→ About this exercise
In the data that follows, each entry is to be restated exactly.

→ Dataset

PR #1542, opened 2019-11-25
Add option to insert space after each imap

CooperWallace:
This pull request adds the ability to insert a space to the end of the RHS for each imap definition.

I wanted this option personally as it allows for one to use an imap macro, and then continue without pressing the spacebar. For example: ``` `qx``` shall be expanded to `\theta x`, rather than `\thetax` under the current implementation. 

By default, this option is disabled as to not affect current users. When it is toggled on, it affects the definition of all imaps.

### DIFF
--- a/autoload/vimtex.vim
+++ b/autoload/vimtex.vim
@@ -126,6 +126,7 @@ function! vimtex#init_options() abort " {{{1
 
   call s:init_option('vimtex_imaps_enabled', 1)
   call s:init_option('vimtex_imaps_disabled', [])
+  call s:init_option('vimtex_imaps_space', 0)
   call s:init_option('vimtex_imaps_list', [
         \ { 'lhs' : '0',  'rhs' : '\emptyset' },
         \ { 'lhs' : '6',  'rhs' : '\partial' },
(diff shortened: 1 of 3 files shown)


CooperWallace:
I've realized after implementing this that it solves the initial issue that I was having between imap macros and other types of variables. However, there is now an issue that one needs to insert backspace to add a subscript or superscript. I think that this tradeoff may not be exactly worth it with that in mind.

lervag:
> However, there is now an issue that one needs to insert backspace to add a subscript or superscript.

Right. I agree this tradeoff is not worth it.

Another solution to your issue is to define the maps manually. If you see in [`autoload/vimtex.vim`](https://github.com/lervag/vimtex/blob/0647bb8991a490f92de173ca67e9b49a3f1fddcd/autoload/vimtex.vim#L129-L194), you can find the predefined list of imaps. You could simply overwrite these with your own definitions where you add a space to the ones where you want them.

lervag:
My impression is that we don't add a new option in this case and that we close this PR. Do you agree?

CooperWallace:
I definitely do agree! Thank you for the time and consideration.

lervag:
No problem, happy to help!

→ Solution to this problem
PR #1542, opened 2019-11-25
Add option to insert space after each imap

CooperWallace:
This pull request adds the ability to insert a space to the end of the RHS for each imap definition.

I wanted this option personally as it allows for one to use an imap macro, and then continue without pressing the spacebar. For example: ``` `qx``` shall be expanded to `\theta x`, rather than `\thetax` under the current implementation. 

By default, this option is disabled as to not affect current users. When it is toggled on, it affects the definition of all imaps.

### DIFF
--- a/autoload/vimtex.vim
+++ b/autoload/vimtex.vim
@@ -126,6 +126,7 @@ function! vimtex#init_options() abort " {{{1
 
   call s:init_option('vimtex_imaps_enabled', 1)
   call s:init_option('vimtex_imaps_disabled', [])
+  call s:init_option('vimtex_imaps_space', 0)
   call s:init_option('vimtex_imaps_list', [
         \ { 'lhs' : '0',  'rhs' : '\emptyset' },
         \ { 'lhs' : '6',  'rhs' : '\partial' },
(diff shortened: 1 of 3 files shown)


CooperWallace:
I've realized after implementing this that it solves the initial issue that I was having between imap macros and other types of variables. However, there is now an issue that one needs to insert backspace to add a subscript or superscript. I think that this tradeoff may not be exactly worth it with that in mind.

lervag:
> However, there is now an issue that one needs to insert backspace to add a subscript or superscript.

Right. I agree this tradeoff is not worth it.

Another solution to your issue is to define the maps manually. If you see in [`autoload/vimtex.vim`](https://github.com/lervag/vimtex/blob/0647bb8991a490f92de173ca67e9b49a3f1fddcd/autoload/vimtex.vim#L129-L194), you can find the predefined list of imaps. You could simply overwrite these with your own definitions where you add a space to the ones where you want them.

lervag:
My impression is that we don't add a new option in this case and that we close this PR. Do you agree?

CooperWallace:
I definitely do agree! Thank you for the time and consideration.

lervag:
No problem, happy to help!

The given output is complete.